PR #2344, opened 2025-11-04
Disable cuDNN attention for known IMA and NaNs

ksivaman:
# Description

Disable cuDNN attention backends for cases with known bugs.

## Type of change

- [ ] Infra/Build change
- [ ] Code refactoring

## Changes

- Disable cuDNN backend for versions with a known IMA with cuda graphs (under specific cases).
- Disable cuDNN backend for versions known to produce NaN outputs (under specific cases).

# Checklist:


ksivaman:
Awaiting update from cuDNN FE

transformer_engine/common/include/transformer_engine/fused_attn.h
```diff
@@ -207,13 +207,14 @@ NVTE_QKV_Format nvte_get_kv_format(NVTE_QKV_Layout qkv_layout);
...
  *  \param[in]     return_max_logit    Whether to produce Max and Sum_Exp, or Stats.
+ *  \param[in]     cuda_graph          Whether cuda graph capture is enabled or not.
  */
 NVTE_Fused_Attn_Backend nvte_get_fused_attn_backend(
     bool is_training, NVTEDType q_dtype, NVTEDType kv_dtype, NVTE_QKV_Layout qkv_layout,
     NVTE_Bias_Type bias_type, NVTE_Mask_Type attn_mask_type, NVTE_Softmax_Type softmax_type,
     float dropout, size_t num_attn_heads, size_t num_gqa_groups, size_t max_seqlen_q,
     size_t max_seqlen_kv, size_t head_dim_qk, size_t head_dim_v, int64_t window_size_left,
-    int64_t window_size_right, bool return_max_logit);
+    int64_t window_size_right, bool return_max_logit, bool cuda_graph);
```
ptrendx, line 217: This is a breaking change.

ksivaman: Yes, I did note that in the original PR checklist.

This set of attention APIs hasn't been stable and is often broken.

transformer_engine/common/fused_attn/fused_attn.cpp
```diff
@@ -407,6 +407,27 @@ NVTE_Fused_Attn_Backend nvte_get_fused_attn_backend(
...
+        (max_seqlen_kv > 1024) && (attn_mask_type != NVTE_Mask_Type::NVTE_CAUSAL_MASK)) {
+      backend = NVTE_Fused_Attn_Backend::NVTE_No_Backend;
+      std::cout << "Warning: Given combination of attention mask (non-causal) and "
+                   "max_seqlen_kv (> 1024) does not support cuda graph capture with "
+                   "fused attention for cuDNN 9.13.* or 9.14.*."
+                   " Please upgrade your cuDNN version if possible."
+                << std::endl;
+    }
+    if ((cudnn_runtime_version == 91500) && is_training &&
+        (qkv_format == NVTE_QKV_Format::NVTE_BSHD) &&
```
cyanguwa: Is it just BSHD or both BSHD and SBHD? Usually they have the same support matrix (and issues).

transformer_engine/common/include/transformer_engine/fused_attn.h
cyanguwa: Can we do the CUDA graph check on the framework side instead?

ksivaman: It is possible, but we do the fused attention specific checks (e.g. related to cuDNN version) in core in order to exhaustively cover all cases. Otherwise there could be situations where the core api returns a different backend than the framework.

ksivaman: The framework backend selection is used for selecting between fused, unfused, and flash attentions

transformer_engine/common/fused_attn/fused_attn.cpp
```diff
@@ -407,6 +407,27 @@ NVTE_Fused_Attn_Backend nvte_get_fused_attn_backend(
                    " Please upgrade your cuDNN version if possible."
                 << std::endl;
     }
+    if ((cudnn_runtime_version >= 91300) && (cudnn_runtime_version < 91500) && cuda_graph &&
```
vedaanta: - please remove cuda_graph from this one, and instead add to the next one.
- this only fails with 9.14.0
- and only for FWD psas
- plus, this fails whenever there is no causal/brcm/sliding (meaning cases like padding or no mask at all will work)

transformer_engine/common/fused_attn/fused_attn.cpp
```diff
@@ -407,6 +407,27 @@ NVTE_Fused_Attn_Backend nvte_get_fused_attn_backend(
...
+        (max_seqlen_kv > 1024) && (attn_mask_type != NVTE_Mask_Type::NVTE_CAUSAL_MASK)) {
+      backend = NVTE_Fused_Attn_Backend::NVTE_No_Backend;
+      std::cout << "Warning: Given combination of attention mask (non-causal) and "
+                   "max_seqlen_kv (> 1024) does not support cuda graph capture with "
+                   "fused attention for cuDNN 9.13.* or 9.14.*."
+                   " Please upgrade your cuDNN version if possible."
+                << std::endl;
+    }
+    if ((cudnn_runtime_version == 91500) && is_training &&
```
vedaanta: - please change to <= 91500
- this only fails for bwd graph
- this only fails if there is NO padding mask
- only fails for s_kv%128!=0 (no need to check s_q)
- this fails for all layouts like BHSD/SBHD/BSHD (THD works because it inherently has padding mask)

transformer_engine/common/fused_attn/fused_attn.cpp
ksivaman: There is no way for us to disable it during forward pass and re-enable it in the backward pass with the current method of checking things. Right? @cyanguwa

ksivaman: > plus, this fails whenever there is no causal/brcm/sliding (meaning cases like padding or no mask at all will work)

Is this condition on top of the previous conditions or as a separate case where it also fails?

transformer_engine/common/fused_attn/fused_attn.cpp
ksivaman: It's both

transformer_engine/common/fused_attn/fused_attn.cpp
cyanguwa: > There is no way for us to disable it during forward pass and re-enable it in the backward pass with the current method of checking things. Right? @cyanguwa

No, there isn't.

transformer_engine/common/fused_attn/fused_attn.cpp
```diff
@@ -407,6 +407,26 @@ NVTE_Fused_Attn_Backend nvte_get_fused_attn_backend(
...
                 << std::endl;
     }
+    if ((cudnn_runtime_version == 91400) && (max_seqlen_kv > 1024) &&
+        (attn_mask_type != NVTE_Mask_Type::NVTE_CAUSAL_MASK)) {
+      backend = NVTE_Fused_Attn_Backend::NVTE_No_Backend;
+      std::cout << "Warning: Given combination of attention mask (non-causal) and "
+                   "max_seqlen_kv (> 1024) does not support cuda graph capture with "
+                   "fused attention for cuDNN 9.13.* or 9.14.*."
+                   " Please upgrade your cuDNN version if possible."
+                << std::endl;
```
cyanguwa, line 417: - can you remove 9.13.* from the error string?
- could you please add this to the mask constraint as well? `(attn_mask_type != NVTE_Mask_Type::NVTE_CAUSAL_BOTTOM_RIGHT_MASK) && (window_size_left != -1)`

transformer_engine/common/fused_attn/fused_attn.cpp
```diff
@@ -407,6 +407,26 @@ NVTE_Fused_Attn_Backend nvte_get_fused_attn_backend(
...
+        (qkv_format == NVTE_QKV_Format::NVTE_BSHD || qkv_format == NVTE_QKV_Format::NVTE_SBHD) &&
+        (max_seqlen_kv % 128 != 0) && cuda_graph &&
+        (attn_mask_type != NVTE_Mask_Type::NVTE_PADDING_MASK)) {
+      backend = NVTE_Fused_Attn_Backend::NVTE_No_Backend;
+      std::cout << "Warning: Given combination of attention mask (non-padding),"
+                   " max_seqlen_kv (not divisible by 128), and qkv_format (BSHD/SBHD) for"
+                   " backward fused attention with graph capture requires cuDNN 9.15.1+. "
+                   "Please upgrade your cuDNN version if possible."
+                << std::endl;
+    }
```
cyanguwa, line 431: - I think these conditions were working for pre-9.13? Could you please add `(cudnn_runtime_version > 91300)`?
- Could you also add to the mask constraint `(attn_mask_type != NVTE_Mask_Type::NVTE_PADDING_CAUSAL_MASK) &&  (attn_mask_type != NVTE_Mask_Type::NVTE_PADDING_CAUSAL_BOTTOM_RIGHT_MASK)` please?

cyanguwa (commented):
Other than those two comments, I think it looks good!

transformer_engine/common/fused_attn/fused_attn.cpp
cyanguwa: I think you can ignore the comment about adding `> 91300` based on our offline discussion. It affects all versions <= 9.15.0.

----

[TASK OBJECTIVE]: Copy the records above, keeping every word the same.

[ANSWER FOR THE TASK]:
PR #2344, opened 2025-11-04
Disable cuDNN attention for known IMA and NaNs

ksivaman:
# Description

Disable cuDNN attention backends for cases with known bugs.

## Type of change

- [ ] Infra/Build change
- [ ] Code refactoring

## Changes

- Disable cuDNN backend for versions with a known IMA with cuda graphs (under specific cases).
- Disable cuDNN backend for versions known to produce NaN outputs (under specific cases).

# Checklist:


ksivaman:
Awaiting update from cuDNN FE

transformer_engine/common/include/transformer_engine/fused_attn.h
```diff
@@ -207,13 +207,14 @@ NVTE_QKV_Format nvte_get_kv_format(NVTE_QKV_Layout qkv_layout);
...
  *  \param[in]     return_max_logit    Whether to produce Max and Sum_Exp, or Stats.
+ *  \param[in]     cuda_graph          Whether cuda graph capture is enabled or not.
  */
 NVTE_Fused_Attn_Backend nvte_get_fused_attn_backend(
     bool is_training, NVTEDType q_dtype, NVTEDType kv_dtype, NVTE_QKV_Layout qkv_layout,
     NVTE_Bias_Type bias_type, NVTE_Mask_Type attn_mask_type, NVTE_Softmax_Type softmax_type,
     float dropout, size_t num_attn_heads, size_t num_gqa_groups, size_t max_seqlen_q,
     size_t max_seqlen_kv, size_t head_dim_qk, size_t head_dim_v, int64_t window_size_left,
-    int64_t window_size_right, bool return_max_logit);
+    int64_t window_size_right, bool return_max_logit, bool cuda_graph);
```
ptrendx, line 217: This is a breaking change.

ksivaman: Yes, I did note that in the original PR checklist.

This set of attention APIs hasn't been stable and is often broken.

transformer_engine/common/fused_attn/fused_attn.cpp
```diff
@@ -407,6 +407,27 @@ NVTE_Fused_Attn_Backend nvte_get_fused_attn_backend(
...
+        (max_seqlen_kv > 1024) && (attn_mask_type != NVTE_Mask_Type::NVTE_CAUSAL_MASK)) {
+      backend = NVTE_Fused_Attn_Backend::NVTE_No_Backend;
+      std::cout << "Warning: Given combination of attention mask (non-causal) and "
+                   "max_seqlen_kv (> 1024) does not support cuda graph capture with "
+                   "fused attention for cuDNN 9.13.* or 9.14.*."
+                   " Please upgrade your cuDNN version if possible."
+                << std::endl;
+    }
+    if ((cudnn_runtime_version == 91500) && is_training &&
+        (qkv_format == NVTE_QKV_Format::NVTE_BSHD) &&
```
cyanguwa: Is it just BSHD or both BSHD and SBHD? Usually they have the same support matrix (and issues).

transformer_engine/common/include/transformer_engine/fused_attn.h
cyanguwa: Can we do the CUDA graph check on the framework side instead?

ksivaman: It is possible, but we do the fused attention specific checks (e.g. related to cuDNN version) in core in order to exhaustively cover all cases. Otherwise there could be situations where the core api returns a different backend than the framework.

ksivaman: The framework backend selection is used for selecting between fused, unfused, and flash attentions

transformer_engine/common/fused_attn/fused_attn.cpp
```diff
@@ -407,6 +407,27 @@ NVTE_Fused_Attn_Backend nvte_get_fused_attn_backend(
                    " Please upgrade your cuDNN version if possible."
                 << std::endl;
     }
+    if ((cudnn_runtime_version >= 91300) && (cudnn_runtime_version < 91500) && cuda_graph &&
```
vedaanta: - please remove cuda_graph from this one, and instead add to the next one.
- this only fails with 9.14.0
- and only for FWD psas
- plus, this fails whenever there is no causal/brcm/sliding (meaning cases like padding or no mask at all will work)

transformer_engine/common/fused_attn/fused_attn.cpp
```diff
@@ -407,6 +407,27 @@ NVTE_Fused_Attn_Backend nvte_get_fused_attn_backend(
...
+        (max_seqlen_kv > 1024) && (attn_mask_type != NVTE_Mask_Type::NVTE_CAUSAL_MASK)) {
+      backend = NVTE_Fused_Attn_Backend::NVTE_No_Backend;
+      std::cout << "Warning: Given combination of attention mask (non-causal) and "
+                   "max_seqlen_kv (> 1024) does not support cuda graph capture with "
+                   "fused attention for cuDNN 9.13.* or 9.14.*."
+                   " Please upgrade your cuDNN version if possible."
+                << std::endl;
+    }
+    if ((cudnn_runtime_version == 91500) && is_training &&
```
vedaanta: - please change to <= 91500
- this only fails for bwd graph
- this only fails if there is NO padding mask
- only fails for s_kv%128!=0 (no need to check s_q)
- this fails for all layouts like BHSD/SBHD/BSHD (THD works because it inherently has padding mask)

transformer_engine/common/fused_attn/fused_attn.cpp
ksivaman: There is no way for us to disable it during forward pass and re-enable it in the backward pass with the current method of checking things. Right? @cyanguwa

ksivaman: > plus, this fails whenever there is no causal/brcm/sliding (meaning cases like padding or no mask at all will work)

Is this condition on top of the previous conditions or as a separate case where it also fails?

transformer_engine/common/fused_attn/fused_attn.cpp
ksivaman: It's both

transformer_engine/common/fused_attn/fused_attn.cpp
cyanguwa: > There is no way for us to disable it during forward pass and re-enable it in the backward pass with the current method of checking things. Right? @cyanguwa

No, there isn't.

transformer_engine/common/fused_attn/fused_attn.cpp
```diff
@@ -407,6 +407,26 @@ NVTE_Fused_Attn_Backend nvte_get_fused_attn_backend(
...
                 << std::endl;
     }
+    if ((cudnn_runtime_version == 91400) && (max_seqlen_kv > 1024) &&
+        (attn_mask_type != NVTE_Mask_Type::NVTE_CAUSAL_MASK)) {
+      backend = NVTE_Fused_Attn_Backend::NVTE_No_Backend;
+      std::cout << "Warning: Given combination of attention mask (non-causal) and "
+                   "max_seqlen_kv (> 1024) does not support cuda graph capture with "
+                   "fused attention for cuDNN 9.13.* or 9.14.*."
+                   " Please upgrade your cuDNN version if possible."
+                << std::endl;
```
cyanguwa, line 417: - can you remove 9.13.* from the error string?
- could you please add this to the mask constraint as well? `(attn_mask_type != NVTE_Mask_Type::NVTE_CAUSAL_BOTTOM_RIGHT_MASK) && (window_size_left != -1)`

transformer_engine/common/fused_attn/fused_attn.cpp
```diff
@@ -407,6 +407,26 @@ NVTE_Fused_Attn_Backend nvte_get_fused_attn_backend(
...
+        (qkv_format == NVTE_QKV_Format::NVTE_BSHD || qkv_format == NVTE_QKV_Format::NVTE_SBHD) &&
+        (max_seqlen_kv % 128 != 0) && cuda_graph &&
+        (attn_mask_type != NVTE_Mask_Type::NVTE_PADDING_MASK)) {
+      backend = NVTE_Fused_Attn_Backend::NVTE_No_Backend;
+      std::cout << "Warning: Given combination of attention mask (non-padding),"
+                   " max_seqlen_kv (not divisible by 128), and qkv_format (BSHD/SBHD) for"
+                   " backward fused attention with graph capture requires cuDNN 9.15.1+. "
+                   "Please upgrade your cuDNN version if possible."
+                << std::endl;
+    }
```
cyanguwa, line 431: - I think these conditions were working for pre-9.13? Could you please add `(cudnn_runtime_version > 91300)`?
- Could you also add to the mask constraint `(attn_mask_type != NVTE_Mask_Type::NVTE_PADDING_CAUSAL_MASK) &&  (attn_mask_type != NVTE_Mask_Type::NVTE_PADDING_CAUSAL_BOTTOM_RIGHT_MASK)` please?

cyanguwa (commented):
Other than those two comments, I think it looks good!

transformer_engine/common/fused_attn/fused_attn.cpp
cyanguwa: I think you can ignore the comment about adding `> 91300` based on our offline discussion. It affects all versions <= 9.15.0.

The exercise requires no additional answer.